Nutter is no stranger to controversy, nor is he ever silent when it comes to his feelings on America and the African-American community's problem violence against Black males. After a shooting that found two teenagers dead in January, Nutter proclaimed, "[The victims'] little butts should have either been in bed, getting ready for bed, or doing some homework, not out in a car, not in some other neighborhood and not up to this kind of nonsense. I’m not your mom and I’m not your dad. We cannot completely legislate, or by policy, make people responsible for their children."
In a word, Nutter is frustrated. He's feeling fed up with the widespread slaughter of young Black men, and it's not just him. Also speaking at the Philadelphia vigil was Philadelphia NAACP President Jerome Mondesire. "We've had 88 Trayvons since Jan. 1," said Mondesire. "We are killing each other at a disgusting, inhumane pace."

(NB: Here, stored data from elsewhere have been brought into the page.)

PR #110, opened 2020-04-27
Remove clones

ltratt:
This PR removes many unnecessary `clone` calls now that `Gc` is `Copy` (which allows us to make `Val` `Copy` too). This is a mix of automatic and manual work.


ltratt:
bors try

PR #111, opened 2020-04-27
Change our sole use of Rc to Gc.

ltratt:
[This needs https://github.com/softdevteam/rboehm/pull/9 to be merged first.]

We originally used Rc here because in abgc Gc<String> was not supported; rboehm
does support this, so we can drop the use of Rc.


jacob-hughes:
I'm afraid I'm not sure what `send` and `reverse_send`s are so can't comment on whether it's an appropriate thing to make garbage-collected. The code LGTM though.

PR #113, opened 2020-05-18
Remove the is_str attribute from String_

ltratt:
SOM has `String` and `Symbol` types where the latter is a subclass of the former. This is a bit awkward to model in Rust. Previously `String_`s had an `is_str` boolean (true for `String`, false for `Symbol`), which meant that we ended up branching on it quite often.

This PR changes that so the creator of a string has to specify if they're creating a SOM `String` (`String_::new_str`) or a `Symbol` (`String_::new_sym`), allowing us to embed the appropriate class in the `String_` struct itself. This doesn't increase the size of the struct (since the `is_str` bool was rounded up to a machine word anyway), and it removes all the subsequent branches.

This does however make bootstrapping the VM a bit messier. The last two commits in this PR try to make that part of the code a little less awkward to read.

### DIFF
--- a/lib/SOM/Symbol.som
+++ b/lib/SOM/Symbol.som
@@ -2,5 +2,5 @@ Symbol = String (
     asString = primitive
     asSymbol = ( ^self )
     "FIXME implement super keyword instead"
-    print    = ( '#' print. (self asString) print )
+    print    = ( '#' print. system printString: self )
 )
--- a/src/lib/compiler/ast_to_instrs.rs
+++ b/src/lib/compiler/ast_to_instrs.rs
@@ -170,7 +170,7 @@ impl<'a, 'input> Compiler<'a, 'input> {
             return Err(errs);
         }
 
-        let name_val = String_::new(vm, name, false);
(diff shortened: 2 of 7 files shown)


smarr:
Not sure what's messy about the bootstrap, yeah, there's quite a bit that needs setting up.

I only looked briefly, looked sensible to me.

ltratt:
Thanks for taking a look @small! I meant "messy" in the sense of "more code that has to execute in a very precise order, and it's difficult for people later to work out why." In retrospect, perhaps "intricate" or "involved" might have been a better term.

smarr:
Yeah, I agree, it's messy in that sense.

But no need to call me small :rage4: :satisfied:

ltratt:
Mea culpa! That is a hell of a typo (I blame GitHub's autocorrect of usernames). Fixed and hopefully the user who was randomly mentioned isn't too confused :p

smarr:
No worries just had fun exploring github emojis

ptersilie:
Looks good.

bors r+

PR #115, opened 2020-05-20
super sends

ltratt:
In SOM, "super" is mostly an alias for "self" *except* when you get a message send such as "super x" which means "call the method 'x' in my superclass (or, if not found, recursively in its superclasses)". This allows us to make another part of Symbol.som identical to the SOM standard library.

### DIFF
--- a/src/lib/vm/core.rs
+++ b/src/lib/vm/core.rs
@@ -470,7 +470,7 @@ impl VM {
                 Instr::Return => {
                     return SendReturn::Val;
                 }
-                Instr::Send(send_idx, cache_idx) => {
+                Instr::Send(send_idx, cache_idx) | Instr::SuperSend(send_idx, cache_idx) => {
                     let (send_rcv, nargs, meth) = {
                         debug_assert!(send_idx < self.sends.len());
                         let nargs = unsafe { self.sends.get_unchecked(send_idx) }.1;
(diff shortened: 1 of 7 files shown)


src/lib/vm/core.rs
```diff
@@ -485,7 +485,15 @@ impl VM {
                                 // The inline cache is empty or out of date, so store a new value in it.
                                 let cls: &Class = stry!(rcv_cls.downcast(self));
                                 let name = unsafe { self.sends.get_unchecked(send_idx) }.0;
-                                let meth = stry!(cls.get_method(self, &*name));
+                                let meth = match instr {
+                                    Instr::Send(_, _) => stry!(cls.get_method(self, &*name)),
+                                    Instr::SuperSend(_, _) => {
+                                        let supercls_val = cls.supercls(self);
```
smarr, line 491: This doesn't look right. `super` sends are lexically bound.

So, you need to know the super class of the method where you are statically in. Not the super of the receiver.

smarr:
Sorry for being late. I am in marking hell. But this is not a proper super semantics.

ltratt:
OK, I must admit I could not for the life of me understand how this was implemented in Java SOM. I'll see if I can fix this.

ltratt:
@small Do you have any way to write a test for this? The problem I have is that SOM only seems to allow 1 class per file, which makes writing single-file tests challenging. Maybe I just have to give up and have multi-file tests...

smarr:
You'll have to have multi-file tests, sorry...
Tests are here: https://github.com/SOM-st/SOM/blob/master/TestSuite/SuperTest.som

It may not actually catch your bug though.

ltratt:
OK, I'll come up with a test that can capture this.

smarr:
The Java implementation does:

1. get the signature as bytecode argument: https://github.com/SOM-st/som-java/blob/master/src/som/interpreter/Interpreter.java#L135
2. from the activated method, i.e., the currently executing one (which corresponds necessarily to the lexical one) get the class (holder), and get its superclass https://github.com/SOM-st/som-java/blob/master/src/som/interpreter/Interpreter.java#L139
3. start the lookup in that class

ltratt:
Cool, thanks . I think such a change should be pretty simple.

smarr:
To see it fail, you need a test where you start to low in the hierarchy to make the lookup.

Untested, but something like this perhaps:
```
A = (
  do = ( ^ #a )
)

B = A (
  do = ( ^ #b )
  test = ( ^ super do )
)

C = A (
  do = ( ^ #c )
)

C new test == #a
```

ltratt:
@smarr Yes, that test almost works, it just needs `C = A` changing to `C = B`. A PR to fix this is coming imminently. Thanks for the test case!

PR #116, opened 2020-05-20
Lexical super sends

ltratt:
This PR fixes a problem that @smarr noticed in https://github.com/softdevteam/yksom/pull/115: super sends in yksom were dynamically and not lexically scoped.

In order to do that we first have to allow loading arbitrary user classes. That means adding the directory of the source file to the classpath and allowing references to super classes to load a user class (https://github.com/softdevteam/yksom/commit/bbe8cc2e6350e7f2331d83a91a3ed8ed5fbd4b18). With that done, lexical super sends are relatively easy (https://github.com/softdevteam/yksom/commit/1bbae018c2d524be7ae91ed7d2a2b363b085c172), although we also need to add the ability to have multi-file tests.

[This PR is a bit nicer with https://github.com/softdevteam/lang_tester/pull/58 but it's not strictly necessary.]


lang_tests/lexical_super/test.som
```diff
@@ -0,0 +1,12 @@
+"
+VM:
+  status: success
+  stdout:
+    #a
+"
+
+test = (
+    run = (
+        C new test == #a println.
```
smarr, line 10: Your test is broken. Unary messages have highest priority.
You'll need parentheses:

```suggestion
        (C new test == #a) println
```

src/lib/compiler/ast_to_instrs.rs
```diff
@@ -51,12 +51,9 @@ impl<'a, 'input> Compiler<'a, 'input> {
         let name = lexer.span_str(astcls.name).to_owned();
         let (supercls, supercls_meta) = if name != "Object" {
             let supercls = if let Some(n) = astcls.supername.map(|x| lexer.span_str(x)) {
-                match n {
-                    "Block" => vm.block_cls,
```
smarr, line 55: Nice :)

src/lib/vm/core.rs
```diff
@@ -963,6 +963,24 @@ impl VM {
...
+    /// a) try to load a class `name.som` b) if successful set that as the global `name` c) return
+    /// the class's [Val].
+    pub fn get_global_or_load_class(&mut self, name: &str) -> Result<Val, ()> {
+        if let Some(i) = self.reverse_globals.get(name) {
+            let v = self.globals[*i];
+            if v.valkind() != ValKind::ILLEGAL {
+                return Ok(v);
+            }
+        }
+        if let Ok(p) = self.find_class_path(name) {
```
smarr, line 976: Next PR, support for `Object>>#unknownGlobal:` https://github.com/SOM-st/SOM/blob/master/Smalltalk/Object.som#L81 :)

ltratt: We do support `unknownGlobal`, but I had assumed that it shouldn't be called when looking up a class's superclass, otherwise bootstrapping would become a total mess? Perhaps I'm wrong about that though?

lang_tests/lexical_super/test.som
ltratt: Good point. Slightly different fix, but similar intent in https://github.com/softdevteam/yksom/pull/116/commits/8f11eb83612e3be7b9dc64740a1f926168f6411f.

src/lib/vm/core.rs
smarr: Hm, ok. I think I was just confused by the naming of the method. I did assume this one is used for all `get_global`, but it doesn't seem to be the case.

ltratt: I agree, the name was not well chosen. The next PR will fix this so that the naming is closer to SOM conventions.

ptersilie:
Please squash.

ltratt:
Squashed.

PR #119, opened 2020-05-22
Integer simplifications

ltratt:
This PR makes two simplifications to yksom's internals that I've realised will be useful based on another PR I'm currently working on -- in both cases, the APIs were created very early in yksom's development when we weren't quite sure what the right shape of things should be. The commit messages hopefully make clear the motivation for each change.


ltratt:
bors try

PR #120, opened 2020-05-23
Implement Double.asInteger.

ltratt:
Our implementation is rather inefficient, since we convert immediately to a BigInt, but it is simple and hopefully correct.

### DIFF
--- a/lang_tests/double_asinteger.som
+++ b/lang_tests/double_asinteger.som
@@ -1,0 +1,26 @@
+"
+VM:
+  status: success
+  stdout:
+    0
+    0
+    1
+    0
+    0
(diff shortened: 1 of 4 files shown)


ltratt:
See also https://github.com/SOM-st/SOM/issues/34.

ltratt:
This will need https://github.com/softdevteam/yksom/pull/119 merged first, and then this will need squashing before merging.

ltratt:
@ptersilie If you're OK with this, I'll need to squash before merging.

ptersilie:
Please do.

ltratt:
Force pushed.

PR #122, opened 2020-05-24
Add placeholders for the remaining SOM globals.

ltratt:
This now means we compile the full set of globals (though, obviously, quite a few do not yet have a run-time implementation!).


ptersilie:
Looks good.

Issue #1006, opened 2022-01-19
Provide state  enum


majidsajadi:
Can we refactor the code to use `JobState` enum (or union type) instead of `string[]` and export it?

Issue #744, opened 2021-09-10
TypeScript type for job status


fmoessle:
The "old" **bull** package included a type for the status of a job:

```typescript
import { JobStatus } from 'bull'
```

As I see no such type exists in **bullmq**.

Is this intentional?

roggervalf:
we currently have JobState union in 1.65.0. Thanks for reporting this

PR #1011, opened 2022-01-20
feat(queue): add JobTypes for better typing

roggervalf:
fix https://github.com/taskforcesh/bullmq/issues/1006 https://github.com/taskforcesh/bullmq/issues/744

### DIFF
--- a/src/classes/compat.ts
+++ b/src/classes/compat.ts
@@ -20,7 +20,7 @@
 // TypeScript Version: 2.8
 
 import { EventEmitter } from 'events';
-import { JobTypes } from '../types';
+import { JobType } from '../types';
 import { Job } from './job';
 import { QueueScheduler } from './queue-scheduler';
 import { Queue } from './queue';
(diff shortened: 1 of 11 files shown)


src/classes/compat.ts
```diff
@@ -312,7 +313,7 @@ export class Queue3<T = any> extends EventEmitter {
    * Optional parameters for range and ordering are provided.
    */
   getJobs(
-    types: string[] | string,
+    types: JobTypes[] | JobTypes,
```
manast, line 316: Just a small thing, normally a class, enum, or interface should be in the singular form.

manast (approved):

majidsajadi (commented):
i guess we can use `JobType` in `getState` in `queue-base.ts` too? also `Scripts.getState`. 
care that there is an `unknown`  type too.

roggervalf:
> i guess we can use `JobType` in `getState` in `queue-base.ts` too? also `Scripts.getState`. care that there is an `unknown` type too.

Good idea, I updated it

PR #1013, opened 2022-01-20
dont loop through empty modules path

### LINKED ISSUE #1012: Webpack Production Build: paths is not iterable
During booting of the app we get an error ` n.paths is not iterable` , which points to this function below 

```
// Determine the project root
// https://stackoverflow.com/a/18721515
function getPkgJsonDir() {
    console.info("module", module)
    for (const modPath of module.paths) {    
```

module is {` children: [], exports: [Setter] } ` and seems to be missing the  `paths key`

lukepolo:
if the modules paths is empty don't loop through them fixes #1012

### DIFF
--- a/src/commands/script-loader.ts
+++ b/src/commands/script-loader.ts
@@ -484,10 +484,7 @@ async function getFilenamesByPattern(pattern: string): Promise<string[]> {
 // Determine the project root
 // https://stackoverflow.com/a/18721515
 function getPkgJsonDir(): string {
-  if(!module.paths) {
-    return;
-  }
-  for (const modPath of module.paths) {
+  for (const modPath of (module.paths || [])) {
     try {
       const prospectivePkgJsonDir = path.dirname(modPath);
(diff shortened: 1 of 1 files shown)


lukepolo:
PR : https://github.com/taskforcesh/bullmq/pull/1013


before: 

image


after; 

image

src/commands/script-loader.ts
```diff
@@ -484,6 +484,9 @@ async function getFilenamesByPattern(pattern: string): Promise<string[]> {
 // Determine the project root
 // https://stackoverflow.com/a/18721515
 function getPkgJsonDir(): string {
+  if(!module.paths) {
```
roggervalf, line 487: what about:
`for (const modPath of (module.paths||[])) {`

lukepolo: Sure that works too

lukepolo: making sure this still works as expected

roggervalf:
Thanks @lukepolo, it's released

PR #1016, opened 2022-01-25
perf(retry): delete props in retryJob lua script

roggervalf:


src/commands/reprocessJob-4.lua
```diff
@@ -20,6 +21,7 @@ if (rcall("EXISTS", KEYS[1]) == 1) then
   local jobId = ARGV[1]
   if (rcall("ZREM", KEYS[3], jobId) == 1) then
     rcall(ARGV[2], KEYS[4], jobId)
+    rcall("HDEL", KEYS[1], "finishedOn", "processedOn", ARGV[3])
```
roggervalf, line 24: probably we should set attempstMade as 0 too, what do you think @manast ?

manast: Not sure, why would we like to reset the number of attempts here?

roggervalf: if the job failed after the last attempt, if we retry the job, it would keep the last maximum attempt number

roggervalf: as we are not going to reset the attempstMade, this pr should be ready

src/classes/job.ts
```diff
@@ -844,23 +844,16 @@ export class Job<
   /**
    * Attempts to retry the job. Only a job that has failed can be retried.
```
manast, line 845: Since we can actually retry completed jobs, this comment is incorrect right now.

manast (approved):

Issue #1001, opened 2022-01-19
Support for an efficient "retry all" failed jobs


manast:
# Introduction

In many situations, for example, let's say that due to a bug in your worker you end with thousands of failed jobs, the bug has been fixed and now you want to retry all these jobs as fast as possible, it is important then to be able to just retry all the jobs that have failed in an efficient way.

# Requirements

- An atomic method to move all the failed jobs from the failed set to the wait list.
- Preserve the order so that the jobs end in the wait list in the same order as they were failed.
- The retried jobs must be processed before any existing jobs are already in the wait list.

PR #1024, opened 2022-01-26
feat(queue): add retryJobs method

roggervalf:
fixes https://github.com/taskforcesh/bullmq/issues/1001


src/classes/queue.ts
```diff
@@ -361,6 +361,13 @@ export class Queue<
     } while (cursor);
   }
 
+  async retryAllFailedJobs(count?: number): Promise<void> {
```
roggervalf, line 364: probable we could rename this as retryFailedJobs, to be shorter :thinking:

src/commands/retryAllFailedJobs-4.lua
```diff
@@ -0,0 +1,44 @@
...
+
+local function getZSetItems(keyName, max)
+  return rcall('ZRANGE', keyName, 0, max - 1)
+end
+
+local jobs = getZSetItems(KEYS[3], maxCount)
+
+for i, key in ipairs(jobs) do
+  local jobKey = baseKey .. key
+  if (rcall("ZREM", KEYS[3], key) == 1) then
```
manast, line 29: It should not be needed to check that we in fact removed the value from the zset since .lua scripts are atomic and we got the value from a previous call to ZRANGE. By skipping this test we can remove the values much faster in one call (up to 7000 values since there is an issue with more than 8k values in Redis), check how we did it here: https://github.com/taskforcesh/bullmq/blob/master/src/commands/moveStalledJobsToWait-8.lua#L103-L107
Same concept can be applied to LPUSH, however not possible with HDEL and HSET. I think the reset of finishOn, etc could be made when moving the job to active so that it is done lazily and therefore this call will become much faster, what do you think?
Also, regarding attemptsMade, I see there is a point in resetting it, but not sure we must, that would also make this call faster as we do not need to iterate through all the keys one by one.

manast: Sadly we cannot optimize the call to XADD, so that will still need to be iterated...

src/classes/queue.ts
manast: the minimal name would be just "retryFailed", or even just "retry" if in the future we would allow retry also "completed" jobs, which is not completely unlikely, the case being, a lot of jobs completed but they did not do the proper job, so we want to retry all of them.

manast: maybe "retryJobs" then.

tests/test_queue.ts
```diff
@@ -195,4 +196,48 @@ describe('queues', function () {
...
+
+      const failedCount = await queue.getJobCounts('failed');
+      expect(failedCount.failed).to.be.equal(4);
+
+      const completing = new Promise(resolve => {
+        worker.on('completed', after(4, resolve));
+      });
+
+      fail = false;
+      await queue.retryAllFailedJobs(2);
```
manast, line 233: It is also important to check that the order of the retried jobs is correct, as the oldest failed must be the first to be retried.

manast (changes requested):

manast:
Note: we need to backport this feature to Bull aswell.

src/classes/queue.ts
roggervalf: sounds good to me, I will change the count prop to be into an object, so when we introduce the case for completed jobs, a new param could be place into this object

src/commands/retryJobs-4.lua
```diff
@@ -0,0 +1,42 @@
...
+  -- Emit waiting event
+  rcall("XADD", KEYS[2], "*", "event", "waiting", "jobId", key);
+end
+maxCount = maxCount - #jobs
+
+if(maxCount <= 0) then
+  return 1
+end
+
+return 0
```
manast, line 42: Notice that there is no newline at the end.

src/classes/queue.ts
```diff
@@ -361,6 +361,13 @@ export class Queue<
     } while (cursor);
   }
 
+  async retryJobs(opts: { count?: number } = {}): Promise<void> {
```
manast, line 364: We should add a documentation snippet for this method so that it appears in the API documentation.

src/commands/includes/batches.lua
```diff
@@ -0,0 +1,12 @@
+local function batches(n, batchSize)
```
manast, line 1: Nice refactoring

src/commands/retryJobs-4.lua
```diff
@@ -0,0 +1,51 @@
...
+
+for i, key in ipairs(jobs) do
+  local jobKey = baseKey .. key
+  rcall("HDEL", jobKey, "finishedOn", "processedOn", "failedReason")
+
+  -- Emit waiting event
+  rcall("XADD", KEYS[2], "*", "event", "waiting", "jobId", key);
+end
+
+if (#jobs > 0) then
```
manast, line 38: This "if" can also be moved to include also the "ipairs" loop

src/commands/retryJobs-4.lua
```diff
@@ -0,0 +1,51 @@
...
+  for from, to in batches(#jobs, 7000) do
```
manast, line 39: Very nice

manast (commented):
Looks great, just a small comment regarding the documentation of the retryAll method.

manast (approved):

PR #1033, opened 2022-01-28
docs: update documentation of waitUntillFinished to match behavior

### LINKED ISSUE #1031: waitUntillFinished throws error for failed jobs
Hello,
I have the following code. Assume there is some processor that throws an error when processing job
```typescript
const queue = new Queue('Cars');
const events = new QueueEvents('Cars')
const job = await queue.add('paint', { colour: 'red' });
await job.waitUntillFinished(events) // error thrown here
const failed = await job.isFailed();
console.log(failed) // expect to print  "true" 
```

I would expect this code to print "true". However, the waitUntillFinished line instead throws the error, causing the process to end. Why is this? The description for the method states `Returns a promise the resolves when the job has finished. (completed or failed).` I interpreted this to mean that the promise will always resolve even if the job fails. Does the documentation need to be changed?

bilalshaikh42:
updates the documentation of the method to match the actual behavior, which returns a rejected promise when job failes. 

closes #1031

### DIFF
--- a/src/classes/job.ts
+++ b/src/classes/job.ts
@@ -733,7 +733,8 @@ export class Job<
   }
 
   /**
-   * Returns a promise the resolves when the job has finished. (completed or failed).
+   * Returns a promise the resolves when the job has completed (containing the return value of the job),
+   * or rejects when the job has failed (containing the failedReason). 
    *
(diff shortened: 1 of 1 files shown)


roggervalf (approved):
LGTM, thanks @bilalshaikh42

It may sound thoughtless, but some Black leaders would like to use Trayvon Martin's killing to remind the country that African-American men are getting killed all the time in the United States, and not just by overzealous neighborhood watchmen. Last year, for instance, Miami police killed seven Black men in eight months. In August 2011, a pack of teenagers in Mississippi ran over and killed James Craig Anderson, a 49-year-old Black gay man. And just this month, Pasadena police shot and killed a 19-year-old Black man for stealing a backpack. They falsely believed he was armed.
The fact is that Black men get killed in America almost constantly, by police, security guards, and one another. It's of course important to acknowledge that Trayvon Martin should still be alive and with us today. But Nutter is right: It's also important to acknowledge that thousands of other Black men should still be with us, as well.